The data in cubes may be updated at times, perhaps by different people. Techniques are therefore often needed to lock parts of the cube while one of the users is writing to it and to recalculate the cube's totals. Other facilities may allow an alert that shows previously calculated totals are no longer valid after the new data has been added, but some products only calculate the totals when they are needed.

Technical definition

In database theory, an OLAP cube is an abstract representation of a projection of an RDBMS relation. Given a relation of order N, consider a (hopefully PK-preserving) projection that subtends X, Y, and Z as the key and W as the residual attribute. Characterizing this as a function,

W : (X,Y,Z) → W,

the attributes X, Y, and Z correspond to the axes of the cube, while the W value into which each ( X, Y, Z ) triple maps corresponds to the data element that populates each cell of the cube.

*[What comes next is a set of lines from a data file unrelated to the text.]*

PR #3115, opened 2025-03-07
CAS-1434 - prison transfers 

daveawc:
Rebrand the cas2_prisoner_locations table to cas2_application_assignments, to track the POM and prison where the prisoner is allocated. This makes it more clear for the intent.

Also a general clean up of existing code.


src/main/kotlin/uk/gov/justice/digital/hmpps/approvedpremisesapi/jpa/entity/Cas2ApplicationEntity.kt
```diff
@@ -83,6 +88,10 @@ data class Cas2ApplicationEntity(
   @OneToOne(mappedBy = "application")
   var assessment: Cas2AssessmentEntity? = null,
 
+  @OneToMany(mappedBy = "application", fetch = FetchType.LAZY, cascade = [CascadeType.ALL])
```
davidatkinsuk, line 91: adding a cascade has an interesting side effect of clarifying who 'owns' the relationship (e.g. if i'm deleted, also delete this thing). i like it 👍

src/main/kotlin/uk/gov/justice/digital/hmpps/approvedpremisesapi/service/cas2/Cas2ApplicationService.kt
```diff
@@ -249,13 +251,23 @@ class Cas2ApplicationService(
...
+        val prisonCode = retrievePrisonCode(application)
         submittedAt = OffsetDateTime.now()
         document = serializedTranslatedDocument
-        referringPrisonCode = retrievePrisonCode(application)
+        referringPrisonCode = prisonCode
         preferredAreas = submitApplication.preferredAreas
         hdcEligibilityDate = submitApplication.hdcEligibilityDate
         conditionalReleaseDate = submitApplication.conditionalReleaseDate
         telephoneNumber = submitApplication.telephoneNumber
+        applicationAssignments.add(
```
davidatkinsuk, line 262: would it slightly reduce duplication if we called Cas2ApplicationAssignmentService.createApplicationAssignment instead?

davidatkinsuk (approved):
I think the renaming has (at least for me) made the purpose of this new table clearer 👍 

LGTM

src/main/kotlin/uk/gov/justice/digital/hmpps/approvedpremisesapi/service/cas2/Cas2ApplicationService.kt
```diff
@@ -81,6 +81,8 @@ class Cas2ApplicationService(
     return Pair(response.content, metadata)
   }
 
+  fun findMostRecentApplication(nomsNumber: String): Cas2ApplicationEntity? = applicationRepository.findFirstByNomsNumberAndSubmittedAtIsNotNullOrderBySubmittedAtDesc(nomsNumber)
```
besscerule, line 84: why do we have to put this in an extra layer and call from application service - can't we call from the repo directly?

src/main/kotlin/uk/gov/justice/digital/hmpps/approvedpremisesapi/service/cas2/Cas2ApplicationService.kt
```diff
@@ -249,13 +251,23 @@ class Cas2ApplicationService(
 
     try {
       application.apply {
+        val prisonCode = retrievePrisonCode(application)
```
besscerule, line 254: is this the current prison and the referring prison code is where it came from?

src/test/kotlin/uk/gov/justice/digital/hmpps/approvedpremisesapi/unit/service/cas2/Cas2DomainEventListenerTest.kt
```diff
@@ -1,68 +1,45 @@
 package uk.gov.justice.digital.hmpps.approvedpremisesapi.unit.service.cas2
```
besscerule, line 1: do we need a test to check that event types that do not match the requires types are ignored?

src/main/kotlin/uk/gov/justice/digital/hmpps/approvedpremisesapi/jpa/entity/Cas2ApplicationEntity.kt
davidatkinsuk: yes i'm not aware of any other cascades other than on deleting CAS1 legacy bookings. although arguably these records should be immutable once created so maybe we shouldn't be cascading after the initial merge. i'm not sure it matters to much tbh as long as it works.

Insofar as two-dimensional output devices cannot readily characterize four dimensions, it is more practical to project "slices" of the data cube (we say project in the classic vector analytic sense of dimensional reduction, not in the SQL sense, although the two are clearly conceptually homologous), perhaps

W : (X,Y) → W

which, although not PK-preserving, may have some semantic significance nevertheless, perhaps a slice of the triadic functional representation for a given Z value of interest.

The motivation behind OLAP displays harks back to the cross-tabbed report paradigm of 1980s DBMS. One may wish for a spreadsheet-style display, where—to appropriate the Microsoft Excel paradigm—values of X populate row $1; values of Y populate column $A; and values of W : ( X, Y ) → W populate the individual cells "southeast of" $B2, so to speak, $B2 itself included. While one can certainly use the DML (Data Manipulation Language) of traditional SQL to display ( X, Y, W ) triples, this output format is not nearly as convenient as the cross-tabbed alternative: certainly, the former requires one to hunt linearly for a given ( X, Y ) pair in order to determine the corresponding W value, while the latter enables one to arguably more conveniently scan for the intersection of the proper X column with the proper Y row.

The MultiDimensional eXpressions (MDX) language has been developed as a facile means for expressing OLAP problems. While it is possible to translate some of these into traditional SQL, it would frequently require the synthesis of clumsy SQL expressions even for very simple MDX expressions. MDX has been embraced by wide majority of OLAP vendors and became de-facto standard for OLAP systems.